過去の冤罪事件を調べて気付いたことがある。冤罪事件を無くそうと警察の組織体制を論じるのは問題を矮小化していないか?
署長や副署長が責任を負ってもっと積極的に捜査に関与するようにしたらいいという記事があった。そういう対策も一つの考え方である。

僕には画期的な案がある。
予防するという発想を転換するのはどうだろうか?つまり、冤罪事件はおきるのを防ぐのではなく後で明らかにするような仕組みを構築したらどうだろう?
有罪判決受けた人や逮捕された人が裁判所に再捜査を要請し裁判所が許可したらゼロから徹底的に調べ直すシステムを作りそういう再捜査専門の機関を設立したらどうだろう?

どこの省庁の管轄にすべきかが問題なのと予算の面から実現は困難だろう。それに警察も別組織の捜査機関の設立には難色を示すだろう。


歴史的に言えば徳川家康が組織の概略を構築し秀忠が組織の運用を定め家光が組織を整備し体系化した。皆さんは町奉行(今でいう警察組織)は二つあったことを知っていますか?権力の乱用や腐敗や横暴を防ぐために江戸時代から先人達は組織を作り運用することに腐心していた。

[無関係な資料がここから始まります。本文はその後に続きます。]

Issue #1068, opened 2014-09-28
Add counters to see stdev of values per key


johnynek:
If on every reduce operation or join we counted the number of values for the key (say `N_v`), and then incremented a counter by `N_v^2`, then since map-reduce gives the number of groups, and the number of input and output records, we could compute the standard deviation of the (values per key). If we compare that to the mean of (values per key) we get some idea of the skew. I don't think we would overflow a long counter with this, in most cases, but it is possible (probably we can't directly compute the third standard moment, which is more directly skew), but I think the stdev might be enough in most cases.

We probably want the incoming skew and the outgoing skew. For standard sums/reduces/folds, the outgoing stdev should be 0 since each key has one value.

oeddyo:
Taking a look.

May I have a bit more hints here?

1) where is the "reduce operation or join" you mentioned located in the code? (I guess it's  scalding/scalding-core/src/main/scala/com/twitter/scalding/ReduceOperations.scala) but not 100% sure

2) why we want to add N_v^2? Is it for the convenience to do sqrt(E[x^2] - E[x]^2) and get std?

3) where (in the code) can I get the number of input and output records? is the number of output records equal to number of keys, and thus we could get the mean?

johnynek:
Hadoop already keeps the number of key groups and the total number of pairs, so this gives you values/key. What we need to get (as you point out) is the `\sum_k v_k^2` where `v_k` is the number of values for key `k`. With that, we can compute the `Var[V]` where `V` is the random variable of the number of values for a randomly selected key.

To get the number of values for a key, we need to look at https://github.com/twitter/scalding/blob/develop/scalding-core/src/main/scala/com/twitter/scalding/Operations.scala#L480 TypedBufferOp. Not on 496, we iterate through the iterator, so we could increment a counter at the end with the size squared.

For the case of joins, it is more complex (and probably should use a different stat key). That code is here: https://github.com/twitter/scalding/blob/develop/scalding-core/src/main/scala/com/twitter/scalding/typed/CoGrouped.scala#L306 - we might want a key for each of the join inputs, or maybe just the output. It's not clear. We can take it in two PRs.

oeddyo:
Thanks @johnynek  for the help. 


Currently I have the "proof of concept" PR. 

Basically what I'm doing is: 

Create a simple test, to do a reduce. The data I'm using is

TypedPipe.from(List((1, 2), (1, 3), (2, 3), (2, 5), (3, 1000)))

[...]

PR #1279, opened 2015-05-07
Adding second moment of values per key for Typed-API reduce operations

oeddyo:
proof of concept for https://github.com/twitter/scalding/issues/1068


oeddyo:
DO NOT MERGE YET.

oeddyo:
@johnynek Hi Oscar. Thanks for walking me through the code today!

I missed one problem to discuss with you, which I note in the code. 

so if I'm doing

      var numValuesPerKey = 0L

      val resIter = reduceFnSer.get(key, values)
      while (resIter.hasNext) {
        val tup = Tuple.size(1)
        val t2 = resIter.next

        numValuesPerKey += 1L

        tup.set(0, t2)
        oc.add(tup)
      }
      val valueCountSum = numValuesPerKey
      println("value count = " + numValuesPerKey)
 

For the test it would print

        value count = 1
        value count = 1
        value count = 1

Which should actually has a "value count = 2" for key 1. (please see test ReduceValueCounterTest for detail)

I have the test in 

branch: exie/1068
test-only com.twitter.scalding.ReduceValueCounterTest

should be easy to replicate. Just uncomment the block and comment the block under it. (in Operation.scala line 509-524)

oeddyo:
The reason should due to: 
      val resIter = reduceFnSer.get(key, caches.toIterator)
      while (resIter.hasNext) {
        val tup = Tuple.size(1)
        val t2 = resIter.next

        tup.set(0, t2)
        oc.add(tup)
      }
 
is trying to iterate the reduced result thus it's iterating through how many keys it has. Thus unfortunately we can't use a var to do a count to see how many values are associated with each key here.

scalding-core/src/main/scala/com/twitter/scalding/Operations.scala
```diff
@@ -491,13 +497,23 @@ package com.twitter.scalding {
         .asScala
         .map(_.getObject(0).asInstanceOf[V])
 
+      val caches = values.toList
```
johnynek: so, we can't do this (because it would force everything to memory), but what about something like this:
```scala
class CountingIterator[T](wraps: Iterator[T]) extends Iterator[T] {
  private[this] var nextCalls = 0
  def hasNext = wraps.hasNext
  def next = { nextCalls += 1; wraps.next }
  def seen: Int = nextCalls
}
```
then we could wrap `values` with this, then call `.seen` at the end to see how many values went in?

scalding-core/src/main/scala/com/twitter/scalding/Operations.scala
```diff
@@ -491,13 +497,23 @@ package com.twitter.scalding {
...
       while (resIter.hasNext) {
         val tup = Tuple.size(1)
-        tup.set(0, resIter.next)
+        val t2 = resIter.next
+
+        tup.set(0, t2)
         oc.add(tup)
       }
+      
+      flowProcess.increment(SkewMonitorCounters.KeyCount, SkewMonitorCounters.KeyCount, 1L)
```
johnynek: probably better to use a group like "scalding.debug" since I think we want to group them up so they are easy to see next to each other in the job tracker UI.

scalding-core/src/test/scala/com/twitter/scalding/CoreTest.scala
```diff
@@ -1817,6 +1817,46 @@ class CounterJobTest extends WordSpec with Matchers {
...
+          x should be(3)
+      }
+      .counter(SkewMonitorCounters.ValuesCountSquareSum, SkewMonitorCounters.ValuesCountSquareSum) {
+        x =>
+          // key 1 has two values, thus 2^2 = 4. key 2 and 3 has only one respectively
+          x should be(4 + 1 + 1)
+      }
+      .counter(SkewMonitorCounters.ValuesCountSum, SkewMonitorCounters.ValuesCountSum) {
+        x =>
+          // key 1 has two values, thus 2^2 = 4. key 2 and 3 has only one respectively
```
johnynek: looks like a copied comment, don't want `2^2` right?

oeddyo: Ah you're right. it's a copied commend

scalding-core/src/main/scala/com/twitter/scalding/Operations.scala
oeddyo: good point

oeddyo:
@johnynek Does this look good?

scalding-core/src/main/scala/com/twitter/scalding/Operations.scala
```diff
@@ -487,17 +501,25 @@ package com.twitter.scalding {
...
         val tup = Tuple.size(1)
-        tup.set(0, resIter.next)
+        val t2 = resIter.next
+        tup.set(0, t2)
         oc.add(tup)
       }
+
+      val numValuesPerKey = values.seen
+
+      flowProcess.increment(SkewMonitorCounters.KeyCount, SkewMonitorCounters.KeyCount, 1L)
```
johnynek: I don

scalding-core/src/main/scala/com/twitter/scalding/Operations.scala
```diff
@@ -476,7 +476,21 @@ package com.twitter.scalding {
     }
   }
 
-  /** In the typed API every reduce operation is handled by this Buffer */
+  private[scalding] object SkewMonitorCounters {
+    // Strangely, if group name and key name are different, then the counter would be zero
```
johnynek: this is bug by itself. Can you confirm this is still true and not due to another issue? We don't want to make a bunch of groups.

scalding-core/src/main/scala/com/twitter/scalding/Operations.scala
```diff
@@ -487,17 +501,25 @@ package com.twitter.scalding {
...
         .asScala
-        .map(_.getObject(0).asInstanceOf[V])
+        .map(_.getObject(0).asInstanceOf[V]))
 
       // Avoiding a lambda here
       val resIter = reduceFnSer.get(key, values)
       while (resIter.hasNext) {
         val tup = Tuple.size(1)
-        tup.set(0, resIter.next)
+        val t2 = resIter.next
```
johnynek: can we remove this change?

scalding-core/src/test/scala/com/twitter/scalding/ReduceOperationsTest.scala
```diff
@@ -163,4 +163,33 @@ class ReduceOperationsTest extends WordSpec with Matchers {
...
+        .write(TypedTsv[(Int, Int, Int)](args("output")))
+    }
+
+    class ExperimentTest extends WordSpec with Matchers {
+      "A PageRank2 job" should {
+        JobTest(new com.twitter.scalding.ReduceValueCountJob(_))
+          .arg("output", "blah")
+          .sink[(Int, Int, Int)](TypedTsv[(Int, Int, Int)]("blah")){
+            tuples =>
+              println("RES = " + tuples)
```
johnynek: let's remove println statements.

scalding-core/src/test/scala/com/twitter/scalding/ReduceOperationsTest.scala
```diff
@@ -163,4 +163,33 @@ class ReduceOperationsTest extends WordSpec with Matchers {
...
       .finish
   }
+
+  "Std for number of values aassocated with each key " should {
+    class SDForReduceOperation(args: Args) extends Job(args) {
+      TypedPipe.from(List((1, (1, 1)), (2, (2, 2)), (1, (3, 3)), (3, (3, 3))))
+        .group
+        .foldLeft((0, 0)){ (a, b) => (a._1 + b._1, a._2 + b._2) }
+        .toTypedPipe
+        .map{
```
johnynek: `.map {` note the space.

scalding-core/src/test/scala/com/twitter/scalding/ReduceOperationsTest.scala
```diff
@@ -163,4 +163,33 @@ class ReduceOperationsTest extends WordSpec with Matchers {
       .runHadoop
       .finish
   }
+
+  "Std for number of values aassocated with each key " should {
+    class SDForReduceOperation(args: Args) extends Job(args) {
+      TypedPipe.from(List((1, (1, 1)), (2, (2, 2)), (1, (3, 3)), (3, (3, 3))))
+        .group
+        .foldLeft((0, 0)){ (a, b) => (a._1 + b._1, a._2 + b._2) }
```
johnynek: you could do `.forceToReducers.sum` and it should get the same effect.

scalding-core/src/main/scala/com/twitter/scalding/Operations.scala
oeddyo: This seems to be a bug. if you simply put 

flowProcess.increment("TestGroup", "TestKey", 1)

in     def operate(flowProcess: FlowProcess[_], call: BufferCall[Any]) {

and this should print 3 in the test

ReduceValueCounterTest. However it prints

PRINTING KEY AND GROUP! 0

scalding-core/src/main/scala/com/twitter/scalding/Operations.scala
oeddyo: Fixed.

scalding-core/src/test/scala/com/twitter/scalding/ReduceOperationsTest.scala
oeddyo: Fixed. Dup-test. Thanks for the catch

scalding-core/src/test/scala/com/twitter/scalding/ReduceOperationsTest.scala
oeddyo: Fixed.

scalding-core/src/test/scala/com/twitter/scalding/ReduceOperationsTest.scala
oeddyo: Good point. FIxed.

oeddyo:
After testing it for a couple more times, I confirm it's a bug. Here's how you could re-produce it:

uncomment line 523 in scalding/scalding-core/src/main/scala/com/twitter/scalding/Operations.scala

Then in sbt do

test-only com.twitter.scalding.ReduceValueCounterTest

It print out a line (corresponding to the code in CoreTest.scala line 1837)
PRINTING KEY AND GROUP! 0

But if you use same group name as key name, then it gives
PRINTING KEY AND GROUP! 3

PR #1698, opened 2017-06-04
Make an ADT for CoGrouped

johnynek:
CoGrouped was the last scalding typed trait to be a black box that we cannot look inside at planning.

This change continues to expose the old methods so you can use the direct composition of CoGrouped, or you can take them apart and re-assemble in a backend as may be more appropriate with global information or for particular compute substrates.

After this is merged, we can pretty easily add join support to #1697 without having to directly support N-way joins on the memory backend.

This will also be useful for spark, which does not support N-way joins in the RDD API.

### DIFF
--- a/scalding-core/src/main/scala/com/twitter/scalding/typed/Grouped.scala
+++ b/scalding-core/src/main/scala/com/twitter/scalding/typed/Grouped.scala
@@ -60,41 +60,8 @@ sealed trait CoGroupable[K, +R] extends HasReducers with HasDescription with jav
    * fewer values per key on the right. If both sides are similar, no need to worry.
    * If one side is a one-to-one mapping, that should be the "smaller" side.
    */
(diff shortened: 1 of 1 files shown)


johnynek:
cc @fwbrasil

ulyssepence (approved):
Looks reasonable. 

"This change continues to expose the old methods so you can use the direct composition of CoGrouped, or you can take them apart and re-assemble in a backend as may be more appropriate with global information or for particular compute substrates."

Am I understanding correctly that you expect users to use the case classes directly? Or do you mean for porting Scalding to different platforms?

johnynek:
A normal user of scalding would never use this for anything that comes to mind now.

Someone writing some specific optimizer of scalding TypedPipes would use it, or someone writing a new scalding backend would use it.

Pretty much everyone else should never notice anything.

PR #1704, opened 2017-07-12
Revert memory estimator changes on 0.17.x branch

piyushnarang:
Reverted the commit that brought in the memory estimator changes into 0.17.x (https://github.com/twitter/scalding/pull/1700). This will allow us to cut a 0.17.2 release that is binary & source compatible.


ttim (approved):

dieu (approved):

.travis.yml
```diff
@@ -60,14 +60,6 @@ matrix:
       script: "scripts/run_test.sh"
 
     - scala: 2.11.8
-      env: BUILD="base" TEST_TARGET="scalding-estimators-test"
-      script: "scripts/run_test.sh"
-
-    - scala: 2.12.1
```
johnynek, line 66: wait, didn't we lose `2.12` CI here?

johnynek: oh nope. sorry.

build.sbt
```diff
@@ -25,7 +25,7 @@ val elephantbirdVersion = "4.15"
 val hadoopLzoVersion = "0.4.19"
```
johnynek, line 25: would be nice to turn mima back on in this PR or I guess the next and make sure we are compatibile with `0.17.0`.

piyushnarang: Yeah I was going to follow up with a PR to set mima against 0.17.0 and also enable it in the `run_test.sh` script

johnynek:
we really need a migration guide here.

People configure reducer estimators with reflection (class names). I'm afraid this is a major pain now since compilation failures won't catch it.

Also, it is not clear what ReducerEstimator should be replaced with. Estimator? Can you make a short set of comments @dieu ?

dieu:
@johnynek sorry for the delay, I will on this today and give you more detail about this.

なぜそんなことを考えるかというと警察を信用していないとかそういうんじゃない。
心理学的に、他人を評価する時は第一印象が影響するからだ。
つまり、確証的バイアスが自然と起こる。
具体的に言えば、AとBが争っていた場合、百人の第三者がAの意見を聞いてBの意見を聞いてどちらが悪いか判断すれば統計的にBが悪いと思う人が多数派になり、Bの意見を聞いてAの意見を聞いてどちらが悪いか判断すれば統計的にAが悪いと思う人が多数派になる。
なぜこんなことが起こるかというと、第三者は中立に判断する気でいても脳科学的に先に聞いた意見を主軸にそれを裏付けるかもしれない後の人の言葉や行為を容易に関連付けそれを裏付けない後の人の言葉や行為を例外だと認識し(所謂難癖付けて)排除するように働く。つまり、両方を平等に公平に扱ったつもりでも知らないうちに粗探しをするように脳科学的に立証されている。